As described above, the present invention is formed in a conversion device in which a photoelectric conversion element for converting an optical signal into an electric signal and a switch element for reading out the converted electric signal are formed by the same process. Of the semiconductor layers, the thickness of the semiconductor layer of the switch element is reduced so that the light receiving sensitivity of the photoelectric conversion element is not reduced, the transfer noise of the TFT is not increased, and the transfer speed of an electric signal in the TFT is not slowed down. Can be.

[Brief description of the drawings]

FIG. 1 is a schematic sectional view of a photoelectric conversion device according to a first embodiment of the present invention.

FIG. 2 is a photomask diagram for forming the photoelectric conversion device of FIG. 1;

FIG. 3 is a schematic sectional view of a photoelectric conversion device according to a second embodiment of the present invention.

FIG. 4 is a photomask diagram for forming the photoelectric conversion device of FIG. 3;

FIG. 5 is an equivalent circuit diagram of a conventional photoelectric conversion device.

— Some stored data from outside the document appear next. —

PR #1152, opened 2026-07-19
Remove unnecessary ghost metadata changes from array assignment

### LINKED ISSUE #1148: Preserve SimpleArray ghost metadata when array assignment fails
## Description

`ArrayPropertyHelper::broadcast_array_using_ellipsis()` and `broadcast_array_using_slice()` temporarily set `SimpleArray::nghost` to zero before copying data from a NumPy array, then restore it after the copy. If `TypeBroadcast::broadcast()` throws, the restoration is skipped and the destination array is left with modified ghost metadata.

The relevant code is in [array_common.hpp](https://github.com/solvcon/solvcon/blob/55365d263b7540b92d6f147e3b0f33bd0907ee75/cpp/solvcon/buffer/pymod/array_common.hpp#L164-L182).

## Reproducible example

```python
import numpy as np
import solvcon

sarr = solvcon.SimpleArrayFloat64(shape=(2, 2), value=0)
sarr.nghost = 1

print("nghost before:", sarr.nghost)

try:
    sarr[...] = np.ones((2, 2), dtype=np.complex128)
except RuntimeError as exc:
    print("error:", exc)

print("nghost after:", sarr.nghost)
```

## Bug result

FIG. 6 is a schematic cross-sectional view of a conventional photoelectric conversion device.

[Explanation of symbols]

DESCRIPTION OF SYMBOLS 1 Vg line 2 Gate driver 3 Sig line 4 Amplifier IC 5 Drive wiring 6 Common electrode driver 7 TFT 8 Photoelectric conversion element 9 Signal line capacitance part 101 Insulating substrate 102 Gate electrode and gate wiring 103 Interlayer insulating layer 104 Intrinsic semiconductor layer 105 Ohmic contact Layer 106 source or drain electrode of switch TFT and Sig line 107 protective film

 ──────────────────────────────────────────────────続 き Continued on front page F term (reference) 4M118 AA01 AB01 AB10 CA40 CB06 5C024 CX41 CY47 GX03 GY31 5F049 MA15 MB05 MB12 NA03 NA08 NB03 NB05 PA04 PA07 PA14 RA04 RA08 SS01 SZ12 WA07 5F110 AA01 BB10 CC07 DD01 FF03 GG03 EE04 GG02 GG24 GG35 GG44 HK09 HK34 HL03 HL23 NN02 NN12 NN24 NN35 QQ04

Claims (9)

[Claims] 1. A photoelectric conversion device in which a photoelectric conversion element for converting an optical signal into an electric signal and a switch element for reading the converted electric signal are formed by the same process, wherein the thickness of a semiconductor layer provided in the switch element is Is smaller than the thickness of a semiconductor layer provided in the photoelectric conversion element. 2. The photoelectric conversion device according to claim 1, wherein said semiconductor layer is formed of amorphous silicon. 3. The photoelectric conversion device according to claim 1, wherein the thickness of the semiconductor layer provided in the switch element is 1,000 Å or more and 3000 Å or less. 4. A method for manufacturing a photoelectric conversion device in which a photoelectric conversion element for converting an optical signal into an electric signal and a switch element for reading the converted electric signal are formed by the same process. And a step of thinning a semiconductor layer of the switch element among the formed semiconductor layers. 5. The method according to claim 4, wherein the semiconductor layer is formed of amorphous silicon. 6. The method according to claim 4, wherein the semiconductor layer in the switch element portion is thinned by etching. 7. The method according to claim 6, wherein a treatment process is performed on the surface of the thinned semiconductor layer after the etching. 8. The method according to claim 7, wherein the treatment is a plasma treatment or a hydrofluoric acid treatment. 9. A semiconductor layer is formed between a first signal line for transferring the electric signal read by the switch element and a second signal line for transferring a signal for turning on / off the switch element. 4. The photoelectric conversion device according to claim 1, wherein a thickness of the semiconductor layer is the same as a thickness of the semiconductor layer provided in the photoelectric conversion element. 5.